Открывайся, дверь. Коль нет здесь никого, то…
Я проснулась февральским утром сырым и колючим. В такое время непросто поверить, что скоро весна. Я вышла куда-то, закутавшись в куртку, запутавшись в юбках. Я всё в Башне, здесь слышится арфа. Здесь шорохи, тени ведут хоровод.
– Что тебе снилось, девочка, в этот тревожный год?
– Мама.
– А где она, твоя мама?
– Не здесь.
– А где ты, девочка?
– В Башне. А кто вы?
– Голос.
– Почему я не вижу?
– Некого.
– Почему вы говорите со мной?
– Ты нам поможешь. Ты Мирианна!
– Мирианна.
– Наши голоса украл бог. Он запер нас. Он ненавидит нас.
– Светлоокая! – нараспев загудели бесплотные. – Светлоокая.
– Помоги нам. Только ты можешь свергнуть бога! Одной тебе под силу освободить нас!
– Мирианна! – обезумело эхо. – Он усыпил нас, Мирианна. Он не имел на это право!
– Помоги!
Я зажала уши руками, не в силах терпеть этот гул. Нужно как-то выйти, сбежать отсюда. Бог… голоса…
– Там на вершине Башни! Там…
Чёртова дверь.
– Там…
Не открывается.
– Мирианна!
Тут же должна быть, обязательно должна быть другая. Должна быть. Эхо шумело, звало меня, что-то дикое грохотало в глубине коридора.

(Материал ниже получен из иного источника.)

PR #230, opened 2023-08-24
Update animations and modals

### LINKED ISSUE #225: Add confirmation dialog before disabling TOTP
We have a confirmation dialog before disabling security keys. For consistency it feels like this important action should also follow this pattern.

### LINKED ISSUE #229: Update animations and modals
See @jasmussen's [comment](https://github.com/WordPress/wporg-two-factor/pull/227#issuecomment-1689454961)

> Add a min-height to the white container box so it doesn't collapse when the animation appears, and ideally center that animation in the available whitespace that makes.

> The start of the animatin is a bit abrupt, can it start slightly delayed? It's okay that this animation takes a while, because it is not UI blocking, and it's celebrating an important security advancement you took.

The action buttons in the WebAuthn modals should also be hidden while actions are processing; there is no way to cancel once in progress, and triggering again will result in errors.

adamwoodnz:
Closes #229, #225

- Adds a minimum height to the TOTP and Security Key success animations
- Adds a slight delay to the start of the success animation
- Hides the action buttons in the Security Key modals when actions are processing
- Adds a modal to confirm disabling TOTP, to be consistent with security keys actions (#225)

### Disable security keys

(Error is expected)

### DIFF
--- a/settings/src/components/account-status.scss
+++ b/settings/src/components/account-status.scss
@@ -35,6 +35,7 @@
 			.wporg-2fa__status-icon {
 				grid-area: status;
 				align-self: center;
+				margin: 0;
 			}
 
 			h3 {
--- a/settings/src/components/account-status.scss
+++ b/settings/src/components/account-status.scss
@@ -35,7 +35,6 @@
 			.wporg-2fa__status-icon {
 				grid-area: status;
 				align-self: center;
-				margin: 0;
 			}
 
 			h3 {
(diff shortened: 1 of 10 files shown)


settings/src/components/account-status.scss
```diff
@@ -35,6 +35,7 @@
 			.wporg-2fa__status-icon {
 				grid-area: status;
 				align-self: center;
+				margin: 0;
```
adamwoodnz, line 38: This is now a common classname, and in this instance it doesn't require margin

iandunn (approved):
LGTM 👍🏻

adamwoodnz:
This has shipped @jasmussen, hoping everything should be smoother and more consistent now. Let me know if it needs further attention.

jasmussen:
I won't have time to easily test this, but there's always room for Q/A and I'll be sure to raise an issue if I stumble on this in the future!

PR #233, opened 2023-09-04
Improve disable keys flow

### LINKED ISSUE #232: Disabling WebAuthn doesn't close modal
1. Switch to the `disable_provider` branch of Two Factor (https://github.com/WordPress/two-factor/pull/587)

В тяжелом каменном безвременьи
В потоке разноцветных дней
Мне голос был, он звал из темени
Искал он помощи моей.
Кружили образы бесплотные,
Неся дремоту и печаль.
Вот тень моя из страхов соткана.
И мне не жаль, нет, мне не жаль!
Моей тоски и глупой памяти,
Что не устанет повторять.
Коль не забыть, оставлю запертой.
Нет сил прощать, нет сил прощать…
Чужие думы да желания –
Наряды лжи и немоты.
Я не хочу опять, как правильно,
Но всюду белые цветы
Коврами стелются душистыми.
Я не желаю вспоминать.
Я ухожу, и взглядом пристальным
Никто не будет провожать.
Камни стелились; бежали во тьму коридоры, они будто бы, будто вырастали за крохотный миг до того, как я успевала шагнуть. Папа Женя остался в парке. Я не приехала домой. Я в Башне спящих голосов.
Глава 2
Птичья комната
Зачем кричать, когда никто не слышит
О чём мы говорим…
Мне кажется, что мы давно не живы –
Зажглись и потихоньку догорим.
Люмен (Lumen) «Гореть»
Единственное чистое окно на первом этаже выходило в стену. Обрамлённое светло-серыми гардинами, оно смотрело на меня с издёвкой – доступное, открытое, как раз под мой рост. Остальные окна мутные, томительно холодные не открывались, за ними могла быть улица, выход, только я ничего не видела. Ничего. И неизвестный больше не показывался. Позвал да забыл, оставил одну в пустующей, безумной Башне. Мне не было страшно. Нет-нет. Разве можно пугаться этих длинных коридоров без ламп и потолка? Единственное чистое окно выходило на стену, но вдруг у той стены есть дверь. Я не боялась, я злилась, как никогда не гневалась. Звали меня? В Башню привели и что? Дальше что?